(DATA RECORDS Opens)

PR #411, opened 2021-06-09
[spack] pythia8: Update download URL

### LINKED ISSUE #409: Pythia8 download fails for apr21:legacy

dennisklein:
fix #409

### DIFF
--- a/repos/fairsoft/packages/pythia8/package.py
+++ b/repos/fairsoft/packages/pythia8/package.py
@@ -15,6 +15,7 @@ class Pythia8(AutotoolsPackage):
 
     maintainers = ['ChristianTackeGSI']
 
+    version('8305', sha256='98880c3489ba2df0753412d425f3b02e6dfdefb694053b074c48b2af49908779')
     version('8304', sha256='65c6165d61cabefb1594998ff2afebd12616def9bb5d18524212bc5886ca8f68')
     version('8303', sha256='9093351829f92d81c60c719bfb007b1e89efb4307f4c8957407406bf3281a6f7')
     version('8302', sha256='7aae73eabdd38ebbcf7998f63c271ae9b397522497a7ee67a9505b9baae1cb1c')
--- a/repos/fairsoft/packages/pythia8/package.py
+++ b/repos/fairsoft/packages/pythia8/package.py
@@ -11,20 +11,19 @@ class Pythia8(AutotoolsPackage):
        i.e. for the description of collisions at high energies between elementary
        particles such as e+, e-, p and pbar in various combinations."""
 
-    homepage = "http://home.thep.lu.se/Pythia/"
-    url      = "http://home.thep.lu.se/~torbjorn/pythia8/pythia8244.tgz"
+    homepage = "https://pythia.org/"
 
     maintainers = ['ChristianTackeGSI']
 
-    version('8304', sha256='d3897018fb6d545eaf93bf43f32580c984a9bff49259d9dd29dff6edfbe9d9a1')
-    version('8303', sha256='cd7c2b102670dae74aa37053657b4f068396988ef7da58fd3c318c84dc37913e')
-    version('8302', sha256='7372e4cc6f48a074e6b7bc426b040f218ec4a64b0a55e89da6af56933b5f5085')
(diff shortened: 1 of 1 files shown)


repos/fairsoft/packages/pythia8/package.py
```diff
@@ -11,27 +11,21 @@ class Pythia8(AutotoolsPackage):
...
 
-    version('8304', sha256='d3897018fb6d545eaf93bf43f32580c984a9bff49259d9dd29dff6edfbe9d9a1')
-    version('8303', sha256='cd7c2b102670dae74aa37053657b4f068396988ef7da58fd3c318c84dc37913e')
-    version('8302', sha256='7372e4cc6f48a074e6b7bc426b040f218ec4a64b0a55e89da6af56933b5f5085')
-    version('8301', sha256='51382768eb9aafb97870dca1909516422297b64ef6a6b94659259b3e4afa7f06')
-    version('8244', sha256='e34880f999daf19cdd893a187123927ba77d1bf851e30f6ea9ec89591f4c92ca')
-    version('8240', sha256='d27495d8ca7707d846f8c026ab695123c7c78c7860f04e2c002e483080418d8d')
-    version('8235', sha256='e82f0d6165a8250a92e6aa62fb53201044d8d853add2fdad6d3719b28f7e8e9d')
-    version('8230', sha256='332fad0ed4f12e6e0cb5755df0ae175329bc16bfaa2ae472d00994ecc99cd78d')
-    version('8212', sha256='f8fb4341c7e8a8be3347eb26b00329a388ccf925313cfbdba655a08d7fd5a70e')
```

(DATA RECORDS Closes)

**WHAT YOU HAVE TO DO**
Going line by line, set down the data above exactly as given.

**ANSWER SPACE**
PR #411, opened 2021-06-09
[spack] pythia8: Update download URL

### LINKED ISSUE #409: Pythia8 download fails for apr21:legacy

dennisklein:
fix #409

### DIFF
--- a/repos/fairsoft/packages/pythia8/package.py
+++ b/repos/fairsoft/packages/pythia8/package.py
@@ -15,6 +15,7 @@ class Pythia8(AutotoolsPackage):
 
     maintainers = ['ChristianTackeGSI']
 
+    version('8305', sha256='98880c3489ba2df0753412d425f3b02e6dfdefb694053b074c48b2af49908779')
     version('8304', sha256='65c6165d61cabefb1594998ff2afebd12616def9bb5d18524212bc5886ca8f68')
     version('8303', sha256='9093351829f92d81c60c719bfb007b1e89efb4307f4c8957407406bf3281a6f7')
     version('8302', sha256='7aae73eabdd38ebbcf7998f63c271ae9b397522497a7ee67a9505b9baae1cb1c')
--- a/repos/fairsoft/packages/pythia8/package.py
+++ b/repos/fairsoft/packages/pythia8/package.py
@@ -11,20 +11,19 @@ class Pythia8(AutotoolsPackage):
        i.e. for the description of collisions at high energies between elementary
        particles such as e+, e-, p and pbar in various combinations."""
 
-    homepage = "http://home.thep.lu.se/Pythia/"
-    url      = "http://home.thep.lu.se/~torbjorn/pythia8/pythia8244.tgz"
+    homepage = "https://pythia.org/"
 
     maintainers = ['ChristianTackeGSI']
 
-    version('8304', sha256='d3897018fb6d545eaf93bf43f32580c984a9bff49259d9dd29dff6edfbe9d9a1')
-    version('8303', sha256='cd7c2b102670dae74aa37053657b4f068396988ef7da58fd3c318c84dc37913e')
-    version('8302', sha256='7372e4cc6f48a074e6b7bc426b040f218ec4a64b0a55e89da6af56933b5f5085')
(diff shortened: 1 of 1 files shown)


repos/fairsoft/packages/pythia8/package.py
```diff
@@ -11,27 +11,21 @@ class Pythia8(AutotoolsPackage):
...
 
-    version('8304', sha256='d3897018fb6d545eaf93bf43f32580c984a9bff49259d9dd29dff6edfbe9d9a1')
-    version('8303', sha256='cd7c2b102670dae74aa37053657b4f068396988ef7da58fd3c318c84dc37913e')
-    version('8302', sha256='7372e4cc6f48a074e6b7bc426b040f218ec4a64b0a55e89da6af56933b5f5085')
-    version('8301', sha256='51382768eb9aafb97870dca1909516422297b64ef6a6b94659259b3e4afa7f06')
-    version('8244', sha256='e34880f999daf19cdd893a187123927ba77d1bf851e30f6ea9ec89591f4c92ca')
-    version('8240', sha256='d27495d8ca7707d846f8c026ab695123c7c78c7860f04e2c002e483080418d8d')
-    version('8235', sha256='e82f0d6165a8250a92e6aa62fb53201044d8d853add2fdad6d3719b28f7e8e9d')
-    version('8230', sha256='332fad0ed4f12e6e0cb5755df0ae175329bc16bfaa2ae472d00994ecc99cd78d')
-    version('8212', sha256='f8fb4341c7e8a8be3347eb26b00329a388ccf925313cfbdba655a08d7fd5a70e')
```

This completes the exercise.